* **What you are asked to do**
Scan the records below for the line containing "### LINKED ISSUE #32: Won't compile with gcc" and the line containing "Easy. Diff below.". Copy both, plus every line between, exactly.

Stored items
PR #34, opened 2019-06-18
Fix compiling on gcc

### LINKED ISSUE #32: Won't compile with gcc
master
gcc 8.3

I'm moving my dev environment to linux. Gcc won't compile Voxel tools out of the box, but will with the following changes. There are two things to fix, and a whole bunch of warnings. @Zylann, I have some questions for you on how you want to fix things before I submit a PR.

**1. compute_lod_count returns an int but is defined as void.**
Easy. Diff below.

**2. cannot bind non-const lvalue reference of type 'LodOctree<bool>::NoDestroyAction&' to an rvalue of type 'LodOctree<bool>::NoDestroyAction'**

```modules/voxel/terrain/voxel_lod_terrain.cpp: In member function 'void VoxelLodTerrain::set_lod_count(unsigned int)':
modules/voxel/terrain/voxel_lod_terrain.cpp:158:71: error: cannot bind non-const lvalue reference of type 'LodOctree<bool>::NoDestroyAction&' to an rvalue of type 'LodOctree<bool>::NoDestroyAction'
   _lod_octree.create_from_lod_count(bs, p_lod_count, LodOctree<bool>::NoDestroyAction());
```

[This post](https://stackoverflow.com/questions/27172033/invalid-initialization-of-non-const-reference-of-type) says it works fine in MSVC but is not portable. They said it could be fixed by making the referenced argument const. That of course made a whole cascade of other errors, which were fixed by making the operator() itself const. 

I don't know if this is correct, but the changes allowed it to compile, run and my own LOD+raycast demo worked as expected.

However, I noted there were other functions that used the same style of passing "A& destroy_action" such as update(), clear(), etc. Should they have a const argument also? What do you want to do here?

Here is the minimum needed to compile:

```
diff --git a/terrain/lod_octree.h b/terrain/lod_octree.h
index 4ddc646..939d426 100644
--- a/terrain/lod_octree.h
+++ b/terrain/lod_octree.h
@@ -37,7 +37,7 @@ public:
        };
 
        struct NoDestroyAction {
-               inline void operator()(Node *node, int lod) {}
+               inline void operator()(Node *node, int lod) const {}
        };
 
        template <typename A>
@@ -47,7 +47,7 @@ public:
                _base_size = 0;
        }
 
-       static void compute_lod_count(int base_size, int full_size) {
+       static int compute_lod_count(int base_size, int full_size) {
                int po = 0;
                while (full_size > base_size) {
                        full_size = full_size >> 1;
@@ -57,7 +57,7 @@ public:
        }
 
        template <typename A>
-       void create_from_lod_count(int base_size, unsigned int lod_count, A &destroy_action) {
+       void create_from_lod_count(int base_size, unsigned int lod_count, const A &destroy_action) {
                ERR_FAIL_COND(lod_count > 32);
                clear(destroy_action);
                _base_size = base_size;
diff --git a/terrain/voxel_lod_terrain.h b/terrain/voxel_lod_terrain.h
index 7ec903b..aca8c60 100644
--- a/terrain/voxel_lod_terrain.h
+++ b/terrain/voxel_lod_terrain.h
@@ -78,7 +78,7 @@ private:
        bool check_block_loaded_and_updated(const Vector3i &p_bpos, unsigned int lod_index);
 
        template <typename A>
-       void for_all_blocks(A &action) {
+       void for_all_blocks(const A &action) {
                for (int lod_index = 0; lod_index < MAX_LOD; ++lod_index) {
                        if (_lods[lod_index].map.is_valid()) {
                                _lods[lod_index].map->for_all_blocks(action);
```

**3. There are a ton of warnings from the voxel module.**
So many that I had to turn off warnings just so I could see the errors above to fix them. They are only warnings, but should probably be fixed at some point. I can fix some of them now if you like, but some are interwoven throughout the whole module. 

Easy fix: 
```
modules/voxel/terrain/voxel_map.h:96:3: warning: suggest parentheses around assignment used as truth value [-Wparentheses]
   while (key = _blocks.next(key)) {
```

Most have to do with comparing a signed int to an unsigned int. Some are an easy fix:

```
modules/voxel/terrain/block_thread_manager.h:172:37: warning: comparison of integer expressions of different signedness: 'int' and 'unsigned int' [-Wsign-compare]
   for (int job_index = 0; job_index < _job_count && i < input.blocks.size(); ++job_index) {
```

Some have a caveat:
```
_FORCE_INLINE_ bool validate_pos(unsigned int x, unsigned int y, unsigned int z) const {
                return x < _size.x && y < _size.y && z < _size.z;
        }
```
_size is a Vector3i which uses signed ints. So this function is easy to fix. But then you have similar functions that do not compare and do not give warnings, but they still use unsigned ints when the underlying data are signed. Is this a problem?

```
_FORCE_INLINE_ unsigned int get_volume() const {
                return _size.x * _size.y * _size.z;
        }
```

Some sign comparison complaints are in code that looks like this. I don't want to just go through and start changing functions around. Do I change the arguments in hermite_value, or the return type in voxel_buffer? Perhaps it makes sense to change _size to an unsigned vector3i and make everything unsigned ints?
```
meshers/dmc/hermite_value.h:
inline float get_isolevel_clamped(const VoxelBuffer &voxels, unsigned int x, unsigned int y, unsigned int z) {
        x = x >= voxels.get_size().x ? voxels.get_size().x - 1 : x;


voxel_buffer.h:
_FORCE_INLINE_ int get_size_x() const { return _size.x; }
```

What would you like to do about these warnings?

tinmanjuggernaut:
Not complete. I'll look at addressing the final warning tomorrow.

sign comparison warnings is the biggest block. Commits separated for sanity.

fixes #32


terrain/voxel_lod_terrain.cpp
```diff
@@ -575,7 +585,7 @@ void VoxelLodTerrain::_process() {
 
 		//print_line(String("Loaded {0} blocks").format(varray(output.emerged_blocks.size())));
 
-		for (int i = 0; i < output.blocks.size(); ++i) {
+		for (unsigned int i = 0; i < (unsigned int)output.blocks.size(); ++i) {
```
Zylann: this one didnt need to be int

terrain/voxel_lod_terrain.cpp
```diff
@@ -686,7 +696,7 @@ void VoxelLodTerrain::_process() {
 			_block_updater->pop(output);
 			_stats.updater = output.stats;
 
-			for (unsigned int i = 0; i < output.blocks.size(); ++i) {
+			for (unsigned int i = 0; i < (unsigned int)output.blocks.size(); ++i) {
```
Zylann: `i` didnt need to be unsigned

terrain/voxel_lod_terrain.cpp
```diff
@@ -742,9 +752,9 @@ void VoxelLodTerrain::_process() {
 			Ref<ArrayMesh> mesh;
 			mesh.instance();
 
-			int surface_index = 0;
+			unsigned int surface_index = 0;
 			const VoxelMeshUpdater::OutputBlockData &data = ob.data;
-			for (int i = 0; i < data.smooth_surfaces.surfaces.size(); ++i) {
+			for (unsigned int i = 0; i < (unsigned int)data.smooth_surfaces.surfaces.size(); ++i) {
```
Zylann: Didn't need to be unsigned

voxel_buffer.h
```diff
@@ -86,7 +86,7 @@ class VoxelBuffer : public Reference {
 	void copy_from(const VoxelBuffer &other, unsigned int channel_index = 0);
 	void copy_from(const VoxelBuffer &other, Vector3i src_min, Vector3i src_max, Vector3i dst_min, unsigned int channel_index = 0);
 
-	_FORCE_INLINE_ bool validate_pos(unsigned int x, unsigned int y, unsigned int z) const {
+	_FORCE_INLINE_ bool validate_pos(int x, int y, int z) const {
 		return x < _size.x && y < _size.y && z < _size.z;
```
Zylann: _size was the one to cast instead

voxel_isosurface_tool.cpp
```diff
@@ -33,7 +33,7 @@ namespace {
 
 inline void do_op(VoxelBuffer &buffer, int x, int y, int z, float d1, VoxelIsoSurfaceTool::Operation op) {
 
-	float res;
+	float res=0;
```
Zylann: Does GCC still complain if instead of giving a default value, you add a `default` label in the switch?

terrain/voxel_lod_terrain.cpp
tinmanjuggernaut: ok, reverted

terrain/voxel_lod_terrain.cpp
tinmanjuggernaut: i was originally unsigned, which produces the warning. I'll remove unsigned from both so it matches above.

terrain/voxel_lod_terrain.cpp
tinmanjuggernaut: ok, removed

voxel_buffer.h
tinmanjuggernaut: Ok, I have cast each of the _size.x's to unsigned.

voxel_isosurface_tool.cpp
tinmanjuggernaut: Yes. The default section didn't affect the warnings, which come later on:

We get four of these lovely warnings:

```
In file included from modules/voxel/voxel_isosurface_tool.h:4,
                 from modules/voxel/voxel_isosurface_tool.cpp:1:
modules/voxel/voxel_buffer.h: In member function 'void VoxelIsoSurfaceTool::do_heightmap(Ref<Image>, Vector3, real_t, VoxelIsoSurfaceTool::Operation)':
modules/voxel/voxel_buffer.h:41:34: warning: 'res' may be used uninitialized in this function [-Wmaybe-uninitialized]
   int v = static_cast<int>(128.f * iso + 128.f);
                            ~~~~~~^~~~~
modules/voxel/voxel_isosurface_tool.cpp:36:8: note: 'res' was declared here
  float res;
        ^~~
```

tinmanjuggernaut:
Ok, these last commits revert your noted changes and removes the final warning. Please review and let me know what you'd like to change.

voxel_isosurface_tool.cpp
Zylann: the thing is, GCC is completely wrong about that :p `res` would be initialized in all `case` labels, AND the `default` anyways. A remaining case is if an exception is thrown, which is turned off in Godot. It worries me a little because this function can run a very high number of times.

I guess you can initialize for now, tbh even the `MIN` and `MAX` macros are bad for perf here, because they expand into more function calls than necessary :p

tinmanjuggernaut: I was confused about what I was supposed to test. The warning remained with an empty default. However if I initialize to 0 in default case, the warning goes away. PR updated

* **Result below**
### LINKED ISSUE #32: Won't compile with gcc
master
gcc 8.3

I'm moving my dev environment to linux. Gcc won't compile Voxel tools out of the box, but will with the following changes. There are two things to fix, and a whole bunch of warnings. @Zylann, I have some questions for you on how you want to fix things before I submit a PR.

**1. compute_lod_count returns an int but is defined as void.**
Easy. Diff below.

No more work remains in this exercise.